Very nice summation of the difference between Sanders' and Powers' sexualities, Siren. And a wonderful take on the whuppin' scene. Wonder if you agree: to my eyes that violence isn't a Code-approved stand-in for sex, but a capturing of the inherent eroticism of "consensual violence." Something no one seems to be able to do anymore without self-consciousness and overstatement.
Evidently a song from the film, "Blue Tahitian Moon," achieved some popularity at the time. Just go to YouTube to hear it sung by Keira Knightley in a film called The Edge of Love, which has to do with Dylan Thomas and the Blitz in London.
Re the auction: I bet Sanders could be **cloned** for a lesser cost!
Thanks very much for looking at my Nightmare Alley scrawl, all, and the kind words. I love the film, even when it creeped me out, and compulsively cannot stop watching it if it starts. It was one of those films that played often on TV in the Sixties and early Seventies, then pretty much vanished, along with a whole host of other interesting films that were suddenly deemed not worth showing. I used to wonder whatever happened to them.
Among those were shitloads of "Island" films - I wasn't a big fan of most of them, they kinda creeped me out just by being so damned condescending. SOF was on often enough, and I used to wonder about the beatings Power's character took, it was like there was more to it than I saw, and sure enough, when I got older I figured that stuff out - it didn't make sense otherwise.
I must say, I believed then if Ty Power was built anything like, say, Woody Strode or Clint Walker, it would've been unthinkable - they'd've chewed up Sanders and spit 'im out, in my mind's eye. A lot of male stars had that slimmer smooth-muscled look, which by the late sixties seemed easier to slap the crap outta, to a growing boy - how'd the islanders put up with him?
Speaking of which, we have some Samoan guys who work in our shop - large, good-time guys, who are pretty easy going...at work. They have a fearsome rep when partying or fighting, and sometimes I think they're both the same in that world. I don't know where this fits in the Code-dodging if you filmed it back then - one Samoan came to work with his knuckles all bandaged on one hand, sez he'd been to the ER after work. I asked him if it was a work-related injury. "Nah," he said matrafactly, "Some guy got his tooth stuck in it."

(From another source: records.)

PR #2652, opened 2023-04-03
[Fix] Don't dispose streams in DefaultRestClient

### LINKED ISSUE #2194: [Bug]: Modifying a message with attachments when hitting rate limits attempts to read/close/read the stream passed in
### Check The Docs

### Verify Issue Source

### Check your intents

### Description

When calling ModifyMessageAsync and attempting to change/add attachments, if you are getting rate limited the stream you pass in will be read, sent to discord and then disposed when you get the rate limit error. It will then try to send it again, which will attempt to re-read the stream, which will fail for most streams. To work around this, I wrapped my stream in a wrapper that claimed it was not seekable, since the d.net code will copy a non-seekable stream to its own memoryStream and use (and dispose) that stream.

### Version

3.3.2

"This shit is so persistent that some of it pops up as late in 1984 in the revisionist version of The Bounty."
Okay, but Bolt didn't make it up--that's how it actually happened. Look up Caroline Alexander's recent book "The Bounty".
"forcing the real heir, his allegedly illegitimate nephew Benjamin Blake (Roddy McDowell), to become his bonded servant. Ben sticks around long enough to grow into Tyrone Power"
Same thing nearly happened before in "How Green Was My Valley". Power was cast as McDowell grown up. Ford saw McDowell's tests and decided to cut the story in half. Not hiring Power saved so much money that Ford got a little more leeway than usual from Zanuck and got to make a better picture.
Tom, facts are one thing, but it's a question of style and emphasis, which is my real complaint there. The 1984 Bounty was not as revisionist as it thought it was, in the way the islanders were presented.
Vanwall, I am so glad you didn't really hate Nightmare Alley because I love it so.
Gloria, LOL! I bet he could!
Rozsaphile, want to see if I can find Knightley singing but I'm skeered....
“…want to see if I can find Knightley singing but I'm skeered...”
Know whatcha mean, doll, same reason I’ve stayed far away from them Caribee-Piratey thingies… That KK Kid scares the bejeeziz outta me too.
It was one of those films that played often on TV in the Sixties and early Seventies, then pretty much vanished, along with a whole host of other interesting films that were suddenly deemed not worth showing. I used to wonder whatever happened to them.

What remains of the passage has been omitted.